PROMPT: For each line below that holds "implementation", return the line as it stands.

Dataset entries

PR #1800, opened 2019-09-16
config is built using ordered dict

lukh:
Configuration is based on ordered dict, allowing apps to provide better settings UI and user experience (like web-settings or equivalent)

### DIFF
--- a/mopidy/config/__init__.py
+++ b/mopidy/config/__init__.py
@@ -5,6 +5,7 @@ import itertools
 import logging
 import os.path
 import re
+from collections import OrderedDict
 
 from mopidy import compat
 from mopidy.compat import configparser
@@ -123,7 +124,7 @@ def format_initial(extensions_data):
 
 
 def _load(files, defaults, overrides):
-    parser = configparser.RawConfigParser()
+    parser = configparser.RawConfigParser(dict_type=OrderedDict)
 
     # TODO: simply return path to config file for defaults so we can load it
     # all in the same way?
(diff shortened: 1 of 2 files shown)


kingosticks:
Could you give an example of why this is useful?

lukh:
Hello,
I am currently working on an extension for mopidy, that is the main "frontend" for my application.
I still want to let the user to configure the whole mopidy options, and having the options sorted (basically following the developper idea) make it easier to read. (the extension get the config dict, and use it as it is)

kingosticks:
> basically following the developper idea

By this, do you mean that the most 'important' options are ordered before the others e.g. enabled, username, passwords etc?

lukh:
yes, that's it ! it follows the order that was implemented in get_config_schema
The developper has to order it, but you can "group" params: 
user
passwd
serial_port
serial_baudrate
noise_folder

the front end can keep this order because of ordered dict

kingosticks:
We probably need to think again about an API for modifying the config. Exposing secret values to all extensions isn't very nice and nor is this kind of thing.

However, for now I guess this is OK. And in python3 the dictionary will be ordered anyway.

lukh:
kingosticks,
Well actually you are right.. I'll end up letting the UI chooses what parameters to expose, and therefore in a specified order...
And yeah, I meet with the type of data (list, string, int, bool, none, etc) problem..
Should we keep this PR  ? It looks useless then

kingosticks:
I reckon we can close it.

PR #1801, opened 2019-09-16
adding cookie secret for tornado app

lukh:
adding a cookie_secret made from bcrypt.gensalt for cookie_secure feature in tornado app (for auth. process on the web app)


adamcik:
I take it this is so that web app can optionally use cookies with a reasonable value set.

setup.py
```diff
@@ -29,6 +29,7 @@ def get_version(filename):
         'requests >= 2.0',
         'setuptools',
         'tornado >= 4.4, < 5',  # Tornado 5 requires Python >= 2.7.9
+        'bcrypt'
```
adamcik: Why not use https://docs.python.org/3/library/secrets.html#secrets.token_hex instead of a new dep? Or a 2.7 stdlib based equivalent (https://github.com/python/cpython/blob/master/Lib/secrets.py#L60 or so).

mopidy/http/actor.py
```diff
@@ -102,7 +102,7 @@ def __init__(self, config, core, sockets, apps, statics):
         self.io_loop = None
 
     def run(self):
-        self.app = tornado.web.Application(self._get_request_handlers())
+        self.app = tornado.web.Application(self._get_request_handlers(), cookie_secret=bcrypt.gensalt())
```
adamcik: Won't this give a new secret on each restart, invalidating previous cookies? We probably want to initialize a 0700 file with the salt and stick in a reasonable place and use that?

kingosticks: A reasonable place would be in data_dir (https://docs.mopidy.com/en/latest/config/#confval-core/data_dir)

setup.py
adamcik: More specifically `binascii.hexlify(os.urandom(32))`, and then we can leave a TODO about switching to secrets when we are switched to PY3.

mopidy/http/actor.py
adamcik: Essentially we want something similar to https://github.com/mopidy/mopidy/blob/76da7a6bd0754f48ac1865e23117df7b62f324b8/mopidy/core/actor.py#L157 using https://github.com/mopidy/mopidy/blob/76da7a6bd0754f48ac1865e23117df7b62f324b8/mopidy/internal/storage.py if it makes sense to persist the value.

So is it reasonable to just have a new secret per run, or should we keep it constant?

lukh:
Oh. Sorry. Thank you !

lukh:
sorry, I messed up, had to force push to clear the work related to my others PR...
(http_redirection_op namely)

lukh:
I must say, I have absolutely no idea about how to test the added code.
Do you have any idea ? thank you !

mopidy/http/actor.py
```diff
@@ -179,8 +185,29 @@ def _get_static_request_handlers(self):
...
         return [
             (
-                "/",
+                r"/",
                 tornado.web.RedirectHandler,
                 {"url": "/mopidy/", "permanent": False},
             )
         ]
+
+    def _get_cookie_secret(self):
```
jodal: Given Python 3 and a couple of simplifications, I suggest:

``` python
def _get_cookie_secret(self):
    secret_path = Extension.get_data_dir(self.config) / "cookie_secret"
    if not secret_path.is_file():
        cookie_secret = secrets.token_hex(32)
        secret_path.write_text(cookie_secret)
    else:
        cookie_secret = secret_path.read_text().strip()
        if not cookie_secret:
            logging.error(f"HTTP server could not find cookie secret in {secret_path}")
    return cookie_secret
```

jodal:
Bonus points if you add a changelog entry referring back to this PR :-)

mopidy/http/actor.py
lukh: done.
codecov is not passing, can you help me understanding why ? Because i don't have a test for _get_cookie_secret ?
Thank you !

lukh: Well, wasn't that hard ! 
We have a test for _get_secure_cookie (testing that we are able to generate a cookie)
and a small login procedure test

docs/changelog.rst
```diff
@@ -222,6 +222,10 @@ HTTP frontend
   :confval:`http/static_dir`, which has been deprecated since 1.0. (Fixes:
   :issue:`1463`, PR: :issue:`1706`)
 
+- Add cookie secret to Tornado web server, allowing tornado handlers to call
```
jodal:
```suggestion
- Add cookie secret to Tornado web server, allowing Tornado request handlers to call
```

docs/changelog.rst
```diff
@@ -222,6 +222,10 @@ HTTP frontend
...
+  get_secure_cookie, in an overrided implementation of get_current_user.
```
jodal:
```suggestion
  ``get_secure_cookie()``, in an implementation of ``get_current_user()``.
```

mopidy/http/actor.py
```diff
@@ -1,3 +1,4 @@
+import secrets
```
jodal: This should be sorted between `logging` and `threading`. I'm a bit surprised flake8 didn't catch that for you.

tests/http/test_server.py
```diff
@@ -336,3 +339,102 @@ def test_can_wrap_wsgi_apps(self):
...
+        def get_current_user(self):
+            return self.get_secure_cookie("user")
+
+    class LoginHandler(BaseHandler):
+        def get(self):
+            self.write("This is a login form")
+
+        def post(self):
+            self.set_secure_cookie("user", self.get_argument("name"))
+            self.write("Logged")
```
jodal:
```suggestion
            self.write("Logged in")
```

tests/http/test_server.py
```diff
@@ -336,3 +339,102 @@ def test_can_wrap_wsgi_apps(self):
...
+            # self.redirect("/")
```
jodal: Remove line.

tests/http/test_server.py
```diff
@@ -336,3 +339,102 @@ def test_can_wrap_wsgi_apps(self):
...
+
+        response = self.fetch("/cookie_secret/login", method="POST", body=body)
+
+        assert 200 == response.code
+        assert "Logged" in response.body.decode()
+
+        shutil.rmtree(self._dirpath)
+
+
+class HttpServerTestCookieSecret(TestCase):
```
jodal: Since we use pytest as the test runner, you don't need to put tests inside a `TestCase` class, like one traditionally does with `unittest`.

tests/http/test_server.py
```diff
@@ -336,3 +339,102 @@ def test_can_wrap_wsgi_apps(self):
...
+    def test_get_secure_cookie(self):
+        self._dirpath = tempfile.mkdtemp()
```
jodal: Since we use pytest, you can have pytest create and clean up a temporary dir for each test:

``` python
def test_get_secure_cookie(tmp_path):
    tmp_path.mkdir()
    ...
    # You can rmeove the shutil.rmtree() at the end
```

jodal:
Again, thank you for your patience!

lukh:
Well ! thank you for you help ! happy to help !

RESPONSE TO THE TASK:
+  get_secure_cookie, in an overrided implementation of get_current_user.
  ``get_secure_cookie()``, in an implementation of ``get_current_user()``.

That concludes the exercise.